María José Palla. El rigor de un artista en muchos sentidos libre.

En gran parte de la mejor ficción que nos ha llegado de otras épocas, las figuras femeninas trágicas ceden su poder en cuanto se ven arrastradas por el arrebato amoroso. Desde la mitología griega hasta Cleopatra o Ana Karenina, siempre es el amor el que las traiciona, y así, llegado cierto punto, para liberarse de este fatalismo amoroso, lo que se le exige a la heroína no es siempre una gran pasión, sino un firme sentido de la realidad, una curiosa mezcla de independencia y honor, una aceptación de las consecuencias que pone a prueba la valentía. María José Palla parece haber vivido así, no como una figura grandiosa que se abandonó a los estigmas de su tiempo, sino como alguien que enfrentó el tiempo, su cuerpo, la memoria y el arte mismo con una mirada obstinada e inquieta, un compromiso que no se doblegó a los moldes fáciles del reconocimiento o la comodidad.
Fotógrafa, investigadora y especialista en Lenguas y Literatura, Historia y Artes, Maria José Palla, profesora jubilada de la Universidad Nova de Lisboa, falleció tres días antes de cumplir 82 años. Nos deja un extenso legado, una obra que nunca se limitó a ser esto o aquello. Vivió en constante tensión, en la intersección de sus profesiones y pasiones, entre el rigor académico de la Sorbona y la urgencia radical de la imagen. En su fotografía, como en su escritura, todo era menos una afirmación y más un gesto de resistencia: contra la transparencia superficial, contra el retrato consumible, contra el recuerdo que solo halaga y anestesia.
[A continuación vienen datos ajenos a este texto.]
Issue #318, opened 2024-07-16
Q6 -  Metadata management


mpound:
**Feature description**
Metadata management as described in requirements. This is milestone for Q6

PR #323, opened 2024-07-22
replace index with selection

mpound:


mpound:
Previously GBTFITSLoad._index and _selection were separate but almost identical objects.    This PR gets rid of _index in favor of _selection.   I created a property _index for backwards compatibility.    There are still plenty of references to _index in GBTFITSLoad and in the rest of our code.    When I do issue #318, I will replace references to _index["KEY"] with self["KEY"]; so sense changing them to _selection["KEY"] now.

etsmit (approved):

PR #324, opened 2024-07-26
318 q6 metadata management

mpound:
This satisifes the metadata management requirement.  In this PR:
* Any SDFITS column can be accessed with sdf[colname], including DATA.
* colname is case insensitive, so e.g., sdf['ifnum'] works.
* Any SDFITS column can be set with sdf[colname] = whatever.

Hija de padres artistas, el pintor Zulcides Saraiva y el arquitecto, fotógrafo, editor y diseñador Victor Palla, se exilió en París durante la dictadura portuguesa. Allí estudió fotografía y cine con Jean Rouch, historia del arte en la École du Louvre y profundizó en la literatura, en particular en el teatro renacentista, Gil Vicente y la pintura portuguesa de los siglos XVI y XVII. Su mirada no era una mera captura de formas, sino un ejercicio de desvelamiento, de constante inquietud, un método para rasgar el velo de la costumbre y la superficialidad, para alcanzar lo que late bajo el aparente silencio del tiempo. Traductora de Marguerite Duras y Romain Rolland, entre otros, también exploró lo no escrito, lo que se puede leer entre líneas. Su obra fotográfica es un territorio obsesivo e implacable. Hizo de los autorretratos una especie de campo de batalla donde el yo se expone, se diluye y se transforma. Se ha fotografiado compulsivamente desde la década de 1980, no para consagrarse ni presumir, sino para confrontar su cuerpo envejecido, su superficie resistente, su máscara agrietada. Su rostro es una zona de conflicto donde la naturaleza muerta y los seres vivos se mezclan en una danza inquietante, donde la fragilidad y la fuerza se entrelazan sin fácil resolución. No hay concesiones a una mirada complaciente; cada imagen es un corte, una herida abierta.
En su serie sobre su padre, la relación entre la imagen y el lenguaje se convierte en un juego intenso y delicado, entretejido de ironía, ternura y enigma. Víctor, con su pasión por los juegos de palabras, los juegos de palabras y los acertijos en varios idiomas, aparece en las fotografías como un interlocutor ineludible, un personaje que escapa a la lógica del retrato tradicional. A través de este diálogo, María José construye una narrativa a la vez personal y universal, donde la risa se funde con la melancolía y la mirada se convierte en un mecanismo de resistencia contra la desaparición.
Sus proyectos y exposiciones nunca fueron ejercicios pacíficos de nostalgia. «Archivo» y «Autorretrato como naturaleza muerta» son mucho más que títulos; son declaraciones de guerra contra la muerte, contra la inmovilidad de la imagen, contra la ilusión de la identidad estática. La fotografía era, para ella, un campo donde el tiempo se altera, donde el cuerpo se disuelve y se renueva en un movimiento constante, feroz y triste.
Durante décadas, María José Palla enseñó no solo teatro o literatura, sino sobre todo, inquietud y pensamiento crítico. Entre sus traducciones e investigaciones, su trabajo sobre el teatro del siglo XVI y la pintura renacentista nunca perdió el hilo de la búsqueda de lo que queda por decir, de lo que se resiste al olvido y la simplificación. La muerte no borra este deseo feroz de pensar, de mirar, de resistir. En cada fotografía, en cada libro, en cada traducción, persiste el rigor de su libertad.